= Energy release component =

The energy release component (ERC) is a number related to the available energy (BTU) per unit area (square foot) within the flaming front at the head of a fire. Daily variations in ERC are due to changes in moisture content of the various fuels present, both live and dead. Since this number represents the potential "heat release" per unit area in the flaming zone, it can provide guidance to several important fire activities. It may also be considered a composite fuel moisture value as it reflects the contribution that all live and dead fuels have to potential fire intensity. The ERC is a cumulative or "build-up" type of index. As live fuels cure and dead fuels dry, the ERC values get higher, thus providing a good reflection of drought conditions. The scale is open-ended or unlimited and, as with other NFDRS components, is relative.

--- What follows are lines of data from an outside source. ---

PR #4857, opened 2025-04-30
Filtering PM types based on requirements checks PMO SFU

joyceqin-stripe:
## Summary

Added check to PM filtering that reads PMO SFU
## Motivation

PMO SFU project
## Testing

Unit tests for supportsAdding
In the playground, if you are in Payment+SFU mode and have PMO SFU for Affirm set to `none`, see Affirm shows up in the list of payment methods when you load the sheet
## Changelog

N/A


StripePaymentSheet/StripePaymentSheet/Source/PaymentSheet/PaymentMethodType.swift
```diff
@@ -293,7 +293,7 @@ extension PaymentSheet {
             let requirements: [PaymentMethodTypeRequirement]
 
             // We have different requirements depending on whether or not the intent is setting up the payment method for future use
-            if intent.isSettingUp {
+            if configuration.shouldReadPaymentMethodOptionsSetupFutureUsage ? intent.isSetupFutureUsageSet(for: paymentMethod) : intent.isSettingUp {
```
porter-stripe, line 296: I recall a discussion where we thought we could remove this requirement b/c elements/session filters these out??

porter-stripe: Let's start a thread in the project channel to find out.

joyceqin-stripe: We can't remove this requirement, but I think we could remove unsupportedForSetup. Yes, the elements/session filters out things that don't support sfu and it considers pmo sfu, but it still holds true that some payment methods (specifically, sofort, iDEAL, and bancontact) have different requirements for when they're setting up vs when they're not. If delayed pms are not allowed and SFU is set, then sofort, iDEAL, and bancontact must be filtered out.

joyceqin-stripe: It feels cleaner to me to keep unsupportedForSetup just so that the default case doesn't have just an empty list or .unsupported which has a different meaning, but we could remove the case with the list of pms that don't support setup and let the default case catch all (which realistically should not execute since they're filtered out)

porter-stripe (approved):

Conditions producing an ERC value of 24 represent a potential heat release twice that of conditions resulting in an ERC value of 12.

== Sources ==
This article incorporates text from a publication of the U.S. Department of Agriculture (USDA) with content in the public domain.
- Bradshaw, L.S., R.E. Burgan, J.D. Cohen, and J.E. Deeming. 1983. The 1978 National Fire Danger Rating System: Technical Documentation. USDA Forest Service; Intermountain Forest and Range Experiment Station, General Technical Report INT-169, Ogden, Utah. 44 pp.